For the record, I am personally 100% against the draft on principle.  Unless absolutely necessary, I view it as a form of slavery and involuntary servitude, and if there were ever such a thing as a truly just war (as per St. Augustine's Just War Theory criteria), which is about as rare as a unicorn, conscription would be unnecessary, since volunteers would be plentiful.  And today's technology further makes it largely obsolete to raise such large numbers of boots on the ground.  But since nuance, gray areas, and exceptions that prove every rule do in fact exist in the real world (see WWII and the American Civil War, for example), I will note that if we ever must have a draft, only those who voted yes (or chose not to vote) for such a war should be drafted.

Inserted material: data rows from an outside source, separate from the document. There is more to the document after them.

PR #859, opened 2019-04-01
Allow users to update themselves, but no one else

katiecrane:
#### What's this PR do?

🔬 For `v2/users`, removes `update` from the `'role:admin,staff'` middleware because we're gonna use a Gate now.

🏡 Only update a user if the request passes the `'edit-profile'` gate as determined [here](https://github.com/DoSomething/northstar/blob/master/app/Policies/UserPolicy.php#L29-L44).

🔧 Fixes `testV2UpdateProfileAsStaff()` test which was in a "two wrongs make a right" situation. A comment in the test and the code of the test indicated that staff should _not_ be able to update users. The UserPolicy and other documentation (including above this test itself) indicate that staff _should_ be able to update users. The code was a little off, so it wasn't really testing what it said it was because [`$user->fresh()` returns a new model rather than "refreshing" the one you already have](https://laravel.com/docs/5.8/eloquent#retrieving-models). It must be assigned to something in order to do what we think it does! So it this case, `$user` wasn't really refreshed, so no matter what we did it wasn't going to change! I updated this test to search directly in the database because for me that is a lot less confusing and leaves less room for error.

👩‍🎓 Added a new test to make sure users can update their own profile.

⛔️ Added a new test to make sure users can't update someone else's profile (this has a `TODO` in it because I am not getting the expected response code) .

Some very careful 👀 ! Do all these tests really test what I said they do?

#### Relevant Tickets
This is relevant to [this slack thread](https://dosomething.slack.com/archives/C3ASB4204/p1554146339067400).

#### Checklist

### DIFF
--- a/app/Http/Controllers/Two/UserController.php
+++ b/app/Http/Controllers/Two/UserController.php
@@ -40,7 +40,7 @@ class UserController extends Controller
         $this->registrar = $registrar;
         $this->transformer = $transformer;
 
-        $this->middleware('role:admin,staff', ['except' => ['show']]);
+        $this->middleware('role:admin,staff', ['except' => ['show', 'update']]);
         $this->middleware('scope:user');
         $this->middleware('scope:write', ['only' => ['store', 'update', 'destroy']]);
     }
--- a/app/Http/Controllers/Two/UserController.php
+++ b/app/Http/Controllers/Two/UserController.php
@@ -174,7 +174,6 @@ class UserController extends Controller
             $this->registrar->register($request->all(), $user);
         }
 
-
         return $this->item($user);
     }
 
--- a/app/Http/Controllers/Two/UserController.php
+++ b/app/Http/Controllers/Two/UserController.php
@@ -7,6 +7,7 @@ use Northstar\Auth\Role;
 use Northstar\Models\User;
 use Illuminate\Http\Request;
 use Northstar\Auth\Registrar;
+use Illuminate\Support\Facades\Gate;
 use Northstar\Http\Controllers\Controller;
 use Northstar\Http\Transformers\Two\UserTransformer;
 use Northstar\Exceptions\NorthstarValidationException;
@@ -169,7 +170,10 @@ class UserController extends Controller
             Role::gate(['admin']);
         }
 
-        $this->registrar->register($request->all(), $user);
+        if (Gate::allows('edit-profile', $user)) {
+            $this->registrar->register($request->all(), $user);
+        }
+
 
         return $this->item($user);
     }
--- a/app/Http/Controllers/Two/UserController.php
+++ b/app/Http/Controllers/Two/UserController.php
@@ -9,6 +9,7 @@ use Illuminate\Http\Request;
 use Northstar\Auth\Registrar;
 use Illuminate\Support\Facades\Gate;
 use Northstar\Http\Controllers\Controller;
+use Illuminate\Auth\AuthenticationException;
 use Northstar\Http\Transformers\Two\UserTransformer;
 use Northstar\Exceptions\NorthstarValidationException;
 use Symfony\Component\HttpKernel\Exception\NotFoundHttpException;
@@ -161,6 +162,10 @@ class UserController extends Controller
     {
         $user = User::findOrFail($id);
 
+        if (! Gate::allows('edit-profile', $user)) {
+            throw new AuthenticationException('This action is unauthorized.');
+        }
+
         // Normalize input and validate the request
         $request = normalize('credentials', $request);
         $this->registrar->validate($request, $user);
@@ -170,9 +175,7 @@ class UserController extends Controller
             Role::gate(['admin']);
         }
 
-        if (Gate::allows('edit-profile', $user)) {
-            $this->registrar->register($request->all(), $user);
-        }
+        $this->registrar->register($request->all(), $user);
 
         return $this->item($user);
     }
--- a/app/Http/Controllers/Two/UserController.php
+++ b/app/Http/Controllers/Two/UserController.php
@@ -4,6 +4,7 @@ namespace Northstar\Http\Controllers\Two;
 
 use Auth;
 use Northstar\Auth\Role;
+use Northstar\Auth\Scope;
 use Northstar\Models\User;
 use Illuminate\Http\Request;
 use Northstar\Auth\Registrar;
@@ -162,7 +163,7 @@ class UserController extends Controller
     {
         $user = User::findOrFail($id);
 
-        if (! Gate::allows('edit-profile', $user)) {
+        if (! (Scope::allows('admin') || Gate::allows('edit-profile', $user))) {
             throw new AuthenticationException('This action is unauthorized.');
         }
 
--- a/tests/Http/UserTest.php
+++ b/tests/Http/UserTest.php
@@ -246,6 +246,31 @@ class UserTest extends BrowserKitTestCase
     }
 
     /**
+     * Test that a machine can update a user's profile.
+     * PUT /v2/users/:id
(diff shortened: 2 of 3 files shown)


app/Http/Controllers/Two/UserController.php
```diff
@@ -169,7 +170,9 @@ public function update($id, Request $request)
             Role::gate(['admin']);
         }
 
-        $this->registrar->register($request->all(), $user);
+        if (Gate::allows('edit-profile', $user)) {
```
DFurnes: I think it might make sense to "flip" this and return an explicit error, so it's clear why fields aren't written:

```php
if (! Gate::allows('edit-profile', $user)) {
    throw new AuthenticationException;
}
```

tests/Http/UserTest.php
```diff
@@ -186,10 +186,64 @@ public function testV2UpdateProfileAsStaff()
...
+     *
+     * @return void
+     */
+    public function testV2UpdateProfileAsSelf()
+    {
+        $user = factory(User::class)->create();
+
+        $this->asUser($user, ['user', 'role:staff', 'write'])->json('PUT', 'v2/users/'.$user->id, [
+            'first_name' => 'Pepper',
+            'last_name' => 'Puppy',
```
chloealee: 🐶

tests/Http/UserTest.php
```diff
@@ -186,10 +186,64 @@ public function testV2UpdateProfileAsStaff()
...
+        $user1 = factory(User::class)->create();
+        $user2 = factory(User::class)->create();
+
+        $this->asUser($user2, ['user', 'role:staff', 'write'])->json('PUT', 'v2/users/'.$user1->id, [
+            'first_name' => 'Burt',
+            'last_name' => 'Macklin',
+        ]);
+
+        // @TO-DO: I would expect at 403 here, but it is getting a 200
+        // $this->assertResponseStatus(403);
```
DFurnes: This should give a 403 with the change suggested above!

chloealee: hm weird! Was there anything the logs for this? Is this needed for merge?

app/Http/Controllers/Two/UserController.php
DFurnes: Another option that might read nicely is to use the [controller helpers](https://laravel.com/docs/5.8/authorization#via-controller-helpers):

```php
public function update($id, Request $request)
{
    $this->authorize('edit-profile', $user);
    
    // ...
```

katiecrane: @DFurnes yes I love this! I was trying to use `$this->authorize` originally but was getting errors that `authorize` didn't exist. I'll fiddle with it again and fall back on the other option if it's still not working, thank you!

tests/Http/UserTest.php
katiecrane: sounds like if I implement the suggestions from @DFurnes in the `UserController` this might start working as expected!

app/Http/Controllers/Two/UserController.php
DFurnes: Ohhh, you might need to include [this trait](https://github.com/laravel/framework/blob/5.6/src/Illuminate/Foundation/Auth/Access/AuthorizesRequests.php) on the controller.

katiecrane: Ahh I'll try that! Thanks!

katiecrane: Okay so with `authorize` when I shouldn't have access I get this error:
```
  "error": {
    "code": 500,
    "message": "This action is unauthorized."
  },
```
which comes from [this line](https://github.com/laravel/framework/blob/5.5/src/Illuminate/Auth/Access/HandlesAuthorization.php#L28).

katiecrane: With the gate method, I get:
```
  "error": {
    "code": 401,
    "message": "Unauthorized."
  },
```
I _think_ we really want a `403` here. 
I tried using `throw new AuthorizationException('This action is unauthorized.');` as well but with that I get:
```
  "error": {
    "code": 500,
    "message": "This action is unauthorized."
  }
```
@DFurnes do you think we're okay to use a `401` here for now?

DFurnes: Wow, funny! Do we need to [add that exception here](https://github.com/DoSomething/northstar/blob/d8b8b37fc09e8fca66189faa63cc86c65f3d3879/app/Exceptions/Handler.php#L74) since our handler is fairly customized? 🤔 If that doesn't help, then I'm also totally good with the Gate & 401!

DFurnes: And a 401 is totally good! I think that's technically actually more correct than a 403.

katiecrane: In that case, I'll leave it at `401` then!

app/Http/Controllers/Two/UserController.php
```diff
@@ -160,6 +162,10 @@ public function update($id, Request $request)
     {
         $user = User::findOrFail($id);
 
+        if (! Gate::allows('edit-profile', $user)) {
```
DFurnes: One more thought before we merge – does this work for "machine" tokens that hit this endpoint too? I remember we had to make a "hack" to the Policy in order to make that work correctly in Rogue…

DFurnes: Another short-term fix (assuming it doesn't work) would be to prepend [`Scope::allows('admin')`](https://github.com/DoSomething/northstar/blob/d8b8b37fc09e8fca66189faa63cc86c65f3d3879/app/Http/Transformers/UserTransformer.php#L32) like we do in the transformers.

DFurnes: And (again assuming that this might not work), we should add a test covering this!

katiecrane: @DFurnes I was able to update a user via my local Aurora, but that was using my admin credentials wasn't it? Would I have to try Chompy in order to test this? Trying to think of how Rogue might update a user and coming up blank.

DFurnes: You can test this with Paw (using the Client Credentials grant and `dev-machine` credentials from Aurora), or by using the `$this->withAccessToken(['admin'])` test helper.

DFurnes: It could make sense to make a `$this->asMachine()` helper that shortcuts to the above `withAccessToken` call, if you're already [in that file](https://github.com/DoSomething/northstar/blob/master/tests/WithAuthentication.php) too!

katiecrane: @DFurnes hmm I wasn't able to get it to work via Paw and I think I'm confused about how `withAccessToken` works. Passing `['admin']` will get a machine token?

DFurnes: Yup! The [two arguments](https://github.com/DoSomething/northstar/blob/4d7c85f756f3c98df3ab97152f6c96f4d1985d2c/tests/WithAuthentication.php#L99-L106) to that helper are a list of scopes, and an (optional) `$user`. Machine tokens are just tokens that don't have a user attached (since they're coming from an application itself, like a Chompy queue or Gambit).

This should end with a token that looks exactly like what the client credentials grant would have given you (either by [hitting the endpoint directly](https://github.com/DoSomething/northstar/blob/master/documentation/endpoints/auth.md#create-token-client-credentials-grant) or via an application).

katiecrane: alright @DFurnes I think this is working now! I added a test and also got it working with Paw (I wasn't requesting a token with the correct scopes before)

General Butler was a true American hero and patriot.  After his distinguished career in the United States Marine Corps including during WWI (during and after which he eventually found out just how much of a racket it really was), he later quashed an attempted Wall Street fascist coup against FDR's government in 1933-1934.  Yes, there really was a plot by the Rockefellers, Mellon Bank, Standard Oil, General Motors, Goodyear, US Steel, and many others (including pro-Nazi forces!) to overthrow the federal government and install their own fascist dictatorship do their bidding, complete with concentration camps for, in their own words, "Jews and other undesirables".  And the money for the plot bankrolled by the big banks/corporations was funneled through Prescott Bush's companies (yes, THAT Bush, who also did business with the Nazis as well).  They all thought they could use Butler for the plot and he pretended to play along at first, only to foil their plot by telling Congress about it just before it went ahead.  He literally saved America from falling to full-blown fascism, in other words.  He was indeed history's original whistleblower, and then in 1935, he wrote his magnum opus, which unfortunately fell on deaf ears the world over.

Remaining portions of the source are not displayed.